╭──

PR #960, opened 2026-07-07
feat(common): B2B-4938 update account settings via native BC Storefro…

bc-arezoo:
Jira: [B2B-4938](https://bigcommercecloud.atlassian.net/browse/B2B-4938)

**What/Why?**

Migrates account-settings updates from the legacy name-based b2b middleware mutations to the native BC Storefront GraphQL mutations, behind the PROJECT-7920.use_bc_account_settings flag:

- BC customers → customer.updateCustomer; B2B company users → company.updateCompanyUser.
- Form fields are sent as entityId-keyed typed groups. The fielconfig field_<id> fieldId; choice/checkbox option ids come fromsite.settings.formFields.customer.
- Only changed custom fields are sent (normalized comparison), d now clears it.
- reCaptcha token wiring is required for customer.updateCustomer and is shared via a new useStorefrontCaptcha hook (also adopted by ForgotPassword).
- Flag off → unchanged legacy path.

**Rollout/Rollback**

Gated by the PROJECT-7920.use_bc_account_settings LaunchDarkly e flag; roll back by disabling it (falls straight back to thelegacy middleware path). Code-only change, no data migrations.

**Testing**                                                                                                                                              
- Unit + integration tests added/updated (utils.test.ts, index.test.tsx) — 41 utils + 5 SF-GQL integration tests covering both native paths, change  detection, clearing, and entityId resolution. Full suite green;
- Manual (flag on): BC customer and B2B company user — edited scalar fields, custom text/number fields, and password; confirmed the updateCustomer / updateCompanyUser payloads carry the expected formFields keyed
- Manual (flag off): confirmed the legacy updateBCAccountSettings / updateB2BAccountSettings path is unchanged.
                                            
**Known limitation**: choice/checkbox custom fields require site.settings.formFields.customer, which currently returns empty through the b2b proxy; such edits surface an error rather than saving silently.

Before

https://github.com/user-attachments/assets/99d9ce0c-01f5-4012-bfaf-152e9c48c350

After
includes, b2b, b2c, junior buyer, senior buyer, super admin, masquerading tests

https://github.com/user-attachments/assets/3a7a2d88-397b-4b66-a953-aed09e292262

[B2B-4938]: https://bigcommercecloud.atlassian.net/browse/B2B-4938?atlOrigin=eyJpIjoiNWRkNTljNzYxNjVmNDY3MDlhMDU5Y2ZhYzA5YTRkZjUiLCJwIjoiZ2l0aHViLWNvbS1KU1cifQ

---

> [!NOTE]
> **High Risk**
> Changes how customer profile, passwords, and custom fields are saved (including reCaptcha-gated mutations) across BC and B2B users; rollout is flag-gated but the native path is security- and data-sensitive.
> 
> **Overview**
> When **`PROJECT-7920.use_bc_account_settings`** is on, account-settings saves no longer go through the legacy B2B middleware **`updateBCAccountSettings` / `updateB2BAccountSettings`** path. BC customers use **`customer.updateCustomer`** (with optional reCaptcha v2) and **`customer.changePassword`** for password changes; B2B company users use **`company.updateCompanyUser`**.
> 
> Custom fields are built as **entityId-keyed typed `formFields`** (and name-keyed **`extraFields`** for contact-group B2B fields), using **`field_<id>`** parsing and **`site.settings.formFields.customer`** definitions for choice/checkbox option ids. Only **changed** custom fields are sent (with required fields resent for BC revalidation); values that cannot be represented (cleared numbers/dates, unmapped choices) surface **`fieldCannotBeSaved`** instead of silently dropping edits.
> 
> Save logic moves into **`useAccountSettingsSubmit`**; reCaptcha config loading is centralized in **`useStorefrontCaptcha`** (also used by **Forgot Password**). Init/submit helpers adjust date defaults and scalar payload shape for the native path vs legacy flag-off behavior.
> 
> <sup>Reviewed by [Cursor Bugbot](https://cursor.com/bugbot) for commit 6414b0f34e9a6a4d05ae3ee9a8c5597c06fd1bfb. Bugbot is set up for automated code reviews on this repo. Configure [here](https://www.cursor.com/dashboard/bugbot).</sup>

### DIFF
--- a/apps/storefront/src/pages/AccountSetting/index.tsx
+++ b/apps/storefront/src/pages/AccountSetting/index.tsx
@@ -354,6 +354,24 @@ function AccountSetting() {
     formFields?: CustomerFormFieldsInput,
   ): Promise<boolean> => {
     if (useBcAccountSettings && isBCUser) {
+      const customerInput = buildUpdateCustomerInput(payload, formFields);
+      const hasProfileUpdate = Object.keys(customerInput).length > 0;
+
+      // Check the reCaptcha gates up front (they guard updateCustomer) so a gate can't fail
+      // AFTER the password has already been committed below.
+      if (hasProfileUpdate) {
+        if (isCaptchaConfigLoading) {
+          snackbar.error(b3Lang('global.error.genericMessage'));
+          return false;
+        }
+        if (isCaptchaEnabled && !captchaToken) {
+          snackbar.error(b3Lang('login.loginText.missingCaptcha'));
+          return false;
+        }
+      }
+
+      // Password change (its own mutation, no reCaptcha) runs first: its common failure — a
+      // wrong current password — then fails fast before any profile data is written.
       if (payload.newPassword) {
         const ok = await runMutation(() =>
           changeCustomerPassword(
@@ -366,21 +384,12 @@ function AccountSetting() {
         );
         if (!ok) return false;
       }
-      const customerInput = buildUpdateCustomerInput(payload, formFields);
-      if (Object.keys(customerInput).length === 0) return true;
 
-      // Don't submit until the reCaptcha config has loaded, otherwise isCaptchaEnabled is
-      // still false and we'd send customer.updateCustomer without a token the storefront needs.
-      if (isCaptchaConfigLoading) {
-        snackbar.error(b3Lang('global.error.genericMessage'));
-        return false;
-      }
-      if (isCaptchaEnabled && !captchaToken) {
-        snackbar.error(b3Lang('login.loginText.missingCaptcha'));
-        return false;
-      }
+      if (!hasProfileUpdate) return true;
+
+      let ok;
       try {
-        return await runMutation(() =>
+        ok = await runMutation(() =>
           updateCustomerDetails(customerInput, captchaToken || undefined).then((res) => ({
             errors: res.errors,
           })),
@@ -389,6 +398,13 @@ function AccountSetting() {
         // reCaptcha v2 tokens are single-use; drop it so a retry forces a fresh solve.
         setCaptchaToken('');
       }
+      // The password (if changed) already committed; if the profile update then failed, force a
+      // re-login so the session stays consistent with the changed password (and the user isn't
+      // stuck re-entering a now-stale current password on retry).
+      if (!ok && payload.newPassword) {
+        navigate('/login?loginFlag=loggedOutLogin');
+      }
+      return ok;
     }
 
     if (useBcAccountSettings && !isBCUser) {
--- a/apps/storefront/src/pages/AccountSetting/index.tsx
+++ b/apps/storefront/src/pages/AccountSetting/index.tsx
@@ -25,13 +25,17 @@ import {
   updateBCAccountSettings,
 } from '@/shared/service/b2b';
 import {
+  changeCustomerPassword,
   getCompanyUserDetails,
   getCustomerDetails,
   getCustomerFormFieldDefinitions,
   updateCompanyUserDetails,
   updateCustomerDetails,
 } from '@/shared/service/bc';
-import { CustomerFormFieldDefinition } from '@/shared/service/bc/graphql/accountSetting';
+import {
+  CustomerFormFieldDefinition,
+  CustomerFormFieldsInput,
+} from '@/shared/service/bc/graphql/accountSetting';
 import { isB2BUserSelector, useAppSelector } from '@/store';
 import { CustomerRole, UserTypes } from '@/types';
 import { Fields, ParamProps } from '@/types/accountSetting';
@@ -46,12 +50,12 @@ import { UpgradeBanner } from './UpgradeBanner';
 import {
   b2bSubmitDataProcessing,
   bcSubmitDataProcessing,
+  buildFormFieldsInput,
   buildUpdateCompanyUserInput,
   buildUpdateCustomerInput,
+  collectChangedExtraFields,
   collectChangedFormFields,
-  fieldTypeNeedsOptions,
-  findPasswordFieldEntityId,
-  getUnsendableFormFields,
+  CONTACT_GROUP_ID,
   initB2BInfo,
   initBcInfo,
   mapUserToAccountInfo,
@@ -219,12 +223,11 @@ function AccountSetting() {
 
         let accountSettings;
         if (useBcAccountSettings) {
-          // Scalar/text/number fields get their entityId from the `field_<id>` fieldId, so
-          // definitions are only needed to resolve option ids for choice/checkbox fields.
-          // Both customer.updateCustomer and company.updateCompanyUser use them, so fetch for
-          // either user type in parallel with the account read.
+          // Definitions supply choice option ids AND the entityId fallback (by label) for any
+          // custom field whose fieldId isn't `field_<id>`, so fetch them whenever the form has
+          // any custom field — not only choice fields.
           const needsDefinitions = [...contactInformation, ...additionalInformation].some(
-            (item) => item.custom && fieldTypeNeedsOptions(item.fieldType),
+            (item) => item.custom,
           );
           const definitionsPromise = needsDefinitions
             ? getCustomerFormFieldDefinitions()
@@ -321,10 +324,51 @@ function AccountSetting() {
     }));
   };
 
+  const runMutation = async (
+    run: () => Promise<{
+      errors?: Array<{ message: string }>;
+      resultErrors?: Array<{ message?: string }> | null;
+    }>,
+  ): Promise<boolean> => {
+    let result;
+    try {
+      result = await run();
+    } catch (error) {
+      b2bLogger.error(error);
+      snackbar.error(b3Lang('global.error.genericMessage'));
+      return false;
+    }
+    if (result.errors?.length || result.resultErrors?.length) {
+      const message = result.errors?.[0]?.message || result.resultErrors?.[0]?.message;
+      snackbar.error(message || b3Lang('global.error.genericMessage'));
+      return false;
+    }
+    return true;
+  };
+
   // Sends the prepared payload to the right backend for the current user/flag combination.
-  // Returns true on success; false means an error was already surfaced and the caller stops.
-  const dispatchUpdate = async (payload: Partial<ParamProps>): Promise<boolean> => {
+  // `formFields` is the pre-resolved entityId-keyed group (built once by the caller). Returns
+  // true on success; false means an error was already surfaced and the caller stops.
+  const dispatchUpdate = async (
+    payload: Partial<ParamProps>,
+    formFields?: CustomerFormFieldsInput,
+  ): Promise<boolean> => {
     if (useBcAccountSettings && isBCUser) {
+      if (payload.newPassword) {
+        const ok = await runMutation(() =>
+          changeCustomerPassword(
+            (payload.currentPassword as string) || '',
+            payload.newPassword as string,
+          ).then((res) => ({
+            errors: res.errors,
+            resultErrors: res.data?.customer?.changePassword?.errors,
+          })),
+        );
+        if (!ok) return false;
+      }
+      const customerInput = buildUpdateCustomerInput(payload, formFields);
+      if (Object.keys(customerInput).length === 0) return true;
+
       // Don't submit until the reCaptcha config has loaded, otherwise isCaptchaEnabled is
       // still false and we'd send customer.updateCustomer without a token the storefront needs.
       if (isCaptchaConfigLoading) {
@@ -335,45 +379,25 @@ function AccountSetting() {
         snackbar.error(b3Lang('login.loginText.missingCaptcha'));
         return false;
       }
-      let response;
       try {
-        response = await updateCustomerDetails(
-          buildUpdateCustomerInput(payload, customerFormFieldDefs),
-          captchaToken || undefined,
+        return await runMutation(() =>
+          updateCustomerDetails(customerInput, captchaToken || undefined).then((res) => ({
+            errors: res.errors,
+          })),
         );
-      } catch (error) {
-        b2bLogger.error(error);
-        snackbar.error(b3Lang('global.error.genericMessage'));
-        return false;
       } finally {
         // reCaptcha v2 tokens are single-use; drop it so a retry forces a fresh solve.
         setCaptchaToken('');
       }
-      if (response.errors?.length) {
-        snackbar.error(response.errors[0]?.message || b3Lang('global.error.genericMessage'));
-        return false;
-      }
-      return true;
     }
 
     if (useBcAccountSettings && !isBCUser) {
-      let response;
-      try {
-        response = await updateCompanyUserDetails(
-          buildUpdateCompanyUserInput(payload, customerFormFieldDefs),
-        );
-      } catch (error) {
-        b2bLogger.error(error);
-        snackbar.error(b3Lang('global.error.genericMessage'));
-        return false;
-      }
-      const companyUserErrors = response.data?.company?.updateCompanyUser?.errors;
-      if (response.errors?.length || companyUserErrors?.length) {
-        const message = response.errors?.[0]?.message || companyUserErrors?.[0]?.message;
-        snackbar.error(message || b3Lang('global.error.genericMessage'));
-        return false;
-      }
-      return true;
+      return runMutation(() =>
+        updateCompanyUserDetails(buildUpdateCompanyUserInput(payload, formFields)).then((res) => ({
+          errors: res.errors,
+          resultErrors: res.data?.company?.updateCompanyUser?.errors,
+        })),
+      );
     }
 
     // Legacy b2b middleware path (flag off).
@@ -419,24 +443,44 @@ function AccountSetting() {
           const dataProcessingFn = isBCUser ? bcSubmitDataProcessing : b2bSubmitDataProcessing;
           let payload = dataProcessingFn(data, accountSettings, decryptionFields, extraFields);
 
-          // The native SF GQL updates carry custom form fields collected directly from the
-          // form (the submit processor misses them). Only *changed* fields are sent, and a
-          // form-field-only edit is treated as non-pristine so it isn't dropped as "no edits".
+          // Native SF GQL form fields are resolved to their entityId-keyed groups once here;
+          // the same build reports any changed field that can't be sent so we fail loudly.
+          let customerFormFields;
           if (useBcAccountSettings) {
+            // BC keeps every custom field as an entityId-keyed form field; for B2B the
+            // company-user's own custom fields (contact group) are name-keyed extraFields,
+            // while any additional BC form fields stay entityId-keyed.
+            const formFieldConfig = isBCUser
+              ? accountInfoFormFields
+              : accountInfoFormFields.filter((item) => item.groupId !== CONTACT_GROUP_ID);
             const changedFormFields = collectChangedFormFields(
               data,
-              accountInfoFormFields,
+              formFieldConfig,
               accountSettings?.formFields || [],
+              customerFormFieldDefs,
             );
-            // Fail loudly if any changed field can't actually be sent (unmapped choice option,
-            // cleared number/checkbox, missing entityId) instead of reporting a save that
-            // silently dropped the edit.
-            if (getUnsendableFormFields(changedFormFields, customerFormFieldDefs).length > 0) {
+            const changedExtraFields = isBCUser
+              ? []
+              : collectChangedExtraFields(
+                  data,
+                  accountInfoFormFields,
+                  accountSettings?.extraFields || [],
+                );
+
+            const { formFields, unsendable } = buildFormFieldsInput(
+              changedFormFields,
+              customerFormFieldDefs,
+            );
+            // Fail loudly if a changed form field can't be sent (unmapped choice option, cleared
+            // number/checkbox, missing entityId) rather than reporting a save that dropped it.
+            if (unsendable.length > 0) {
               snackbar.error(b3Lang('global.error.genericMessage'));
               return;
             }
-            if (!payload && changedFormFields.length > 0) payload = {};
-            if (payload) payload.formFields = changedFormFields;
+            customerFormFields = formFields;
+            // Treat a field-only edit as non-pristine so it isn't dropped as "no edits".
+            if (!payload && (formFields || changedExtraFields.length > 0)) payload = {};
+            if (payload && changedExtraFields.length > 0) payload.extraFields = changedExtraFields;
           }
 
           if (payload) {
@@ -457,20 +501,7 @@ function AccountSetting() {
             return;
           }
 
-          // customer.updateCustomer sends the password as a form field; if we can't resolve
-          // its entityId we can't change it — bail before the logout-on-password-change below
-          // so we don't sign the user out on an update that never applied the new password.
-          if (
-            useBcAccountSettings &&
-            isBCUser &&
-            payload.newPassword &&
-            findPasswordFieldEntityId(customerFormFieldDefs) === undefined
-          ) {
-            snackbar.error(b3Lang('global.error.genericMessage'));
-            return;
-          }
-
-          const succeeded = await dispatchUpdate(payload);
+          const succeeded = await dispatchUpdate(payload, customerFormFields);
           if (!succeeded) return;
 
           if (
--- a/apps/storefront/src/pages/AccountSetting/index.tsx
+++ b/apps/storefront/src/pages/AccountSetting/index.tsx
@@ -6,11 +6,13 @@ import trim from 'lodash-es/trim';
 
 import { B3CustomForm } from '@/components/B3CustomForm';
 import CustomButton from '@/components/button/CustomButton';
+import { Captcha } from '@/components/captcha/Captcha';
 import { b3HexToRgb, getContrastColor } from '@/components/outSideComponents/utils/b3CustomStyles';
 import B3Spin from '@/components/spin/B3Spin';
 import { useFeatureFlag } from '@/hooks/useFeatureFlag';
 import { useMobile } from '@/hooks/useMobile';
 import useStorageState from '@/hooks/useStorageState';
+import { useStorefrontCaptcha } from '@/hooks/useStorefrontCaptcha';
 import { useB3Lang } from '@/lib/lang';
 import { CustomStyleContext } from '@/shared/customStyleButton';
 import {
@@ -22,10 +24,18 @@ import {
   updateB2BAccountSettings,
   updateBCAccountSettings,
 } from '@/shared/service/b2b';
-import { getCompanyUserDetails, getCustomerDetails } from '@/shared/service/bc';
+import {
+  getCompanyUserDetails,
+  getCustomerDetails,
+  getCustomerFormFieldDefinitions,
+  updateCompanyUserDetails,
+  updateCustomerDetails,
+} from '@/shared/service/bc';
+import { CustomerFormFieldDefinition } from '@/shared/service/bc/graphql/accountSetting';
 import { isB2BUserSelector, useAppSelector } from '@/store';
 import { CustomerRole, UserTypes } from '@/types';
 import { Fields, ParamProps } from '@/types/accountSetting';
+import b2bLogger from '@/utils/b3Logger';
 import { B3SStorage } from '@/utils/b3Storage';
 import { snackbar } from '@/utils/b3Tip';
 import { channelId, isCatalystPlatform } from '@/utils/basicConfig';
@@ -36,6 +46,10 @@ import { UpgradeBanner } from './UpgradeBanner';
 import {
   b2bSubmitDataProcessing,
   bcSubmitDataProcessing,
+  buildUpdateCompanyUserInput,
+  buildUpdateCustomerInput,
+  collectChangedFormFields,
+  fieldTypeNeedsOptions,
   initB2BInfo,
   initBcInfo,
   mapUserToAccountInfo,
@@ -136,6 +150,11 @@ function AccountSetting() {
   const dedupeStorefrontConfigFetchCalls = useFeatureFlag(
     'B2B-5309.dedupe_storefront_config_fetch_calls',
   );
+
+  // BC customers update via customer.updateCustomer, which needs a reCaptcha token
+  // when reCaptcha is enabled on the storefront.
+  const isCustomerUpdate = useBcAccountSettings && isBCUser;
+
   const [isMobile] = useMobile();
 
   const navigate = useNavigate();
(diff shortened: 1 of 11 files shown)


apps/storefront/src/pages/AccountSetting/utils.ts
```diff
@@ -267,6 +272,201 @@ export const bcSubmitDataProcessing = (
...
+        const values = Array.isArray(value) ? value : [value];
+        const fieldValueEntityIds = values
+          .map((choice) => optionEntityId(fieldEntityId, choice))
+          .filter((id): id is number => id !== undefined);
+        if (fieldValueEntityIds.length === 0) {
+          unsendable.push(formField);
+          return;
+        }
+        seen.add(fieldEntityId);
+        (formFields.checkboxes ??= []).push({ fieldEntityId, fieldValueEntityIds });
```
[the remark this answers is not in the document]
bc-arezoo: Fixed

apps/storefront/src/pages/AccountSetting/index.tsx
```diff
@@ -242,6 +301,50 @@ function AccountSetting() {
...
+          captchaToken || undefined,
+        );
+      } finally {
+        // reCaptcha v2 tokens are single-use; drop it so a retry forces a fresh solve.
+        setCaptchaToken('');
+      }
+      if (response.errors?.length) {
+        snackbar.error(response.errors[0]?.message || b3Lang('global.error.genericMessage'));
+        return false;
+      }
```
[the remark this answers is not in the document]
bc-arezoo: Fixed

apps/storefront/src/pages/AccountSetting/index.tsx
```diff
@@ -242,6 +301,50 @@ function AccountSetting() {
     }));
   };
 
+  // Sends the prepared payload to the right backend for the current user/flag combination.
+  // Returns true on success; false means an error was already surfaced and the caller stops.
+  const dispatchUpdate = async (payload: Partial<ParamProps>): Promise<boolean> => {
+    if (useBcAccountSettings && isBCUser) {
+      if (isCaptchaEnabled && !captchaToken) {
+        snackbar.error(b3Lang('login.loginText.missingCaptcha'));
+        return false;
```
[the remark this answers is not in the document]
bc-arezoo: Fixed

apps/storefront/src/pages/AccountSetting/index.tsx
```diff
@@ -22,10 +24,18 @@ import {
   updateB2BAccountSettings,
   updateBCAccountSettings,
 } from '@/shared/service/b2b';
-import { getCompanyUserDetails, getCustomerDetails } from '@/shared/service/bc';
+import {
+  getCompanyUserDetails,
+  getCustomerDetails,
+  getCustomerFormFieldDefinitions,
```
bc-vasu, line 27: [Question]`getCustomerFormFieldDefinitions` is this basically replacement of Account form fields API ?

apps/storefront/src/shared/service/bc/graphql/accountSetting.ts
```diff
@@ -173,3 +173,175 @@ export async function getCustomerDetails(): Promise<CustomerResponse> {
...
+// fields the customer has no value for yet (which customer.formFields omits). This
+// is the authoritative source of fieldEntityId for the customer.updateCustomer input.
+// Choice fields also expose their options, so a selected label maps to its own entityId.
+export interface CustomerFormFieldOption {
+  entityId: number;
+  label: string;
+}
+
+export interface CustomerFormFieldDefinition {
+  __typename: string;
```
bc-veer: [Question]
is `__typename` is required ?

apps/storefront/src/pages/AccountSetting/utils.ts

╰──

▸ **What to produce**
List each line in the listing that contains the string "genericMessage".

▸ **Solution to the exercise**
+          snackbar.error(b3Lang('global.error.genericMessage'));
-        snackbar.error(b3Lang('global.error.genericMessage'));
+      snackbar.error(b3Lang('global.error.genericMessage'));
+      snackbar.error(message || b3Lang('global.error.genericMessage'));
-        snackbar.error(b3Lang('global.error.genericMessage'));
-        snackbar.error(response.errors[0]?.message || b3Lang('global.error.genericMessage'));
-        snackbar.error(b3Lang('global.error.genericMessage'));
-        snackbar.error(message || b3Lang('global.error.genericMessage'));
               snackbar.error(b3Lang('global.error.genericMessage'));
-            snackbar.error(b3Lang('global.error.genericMessage'));
+        snackbar.error(response.errors[0]?.message || b3Lang('global.error.genericMessage'));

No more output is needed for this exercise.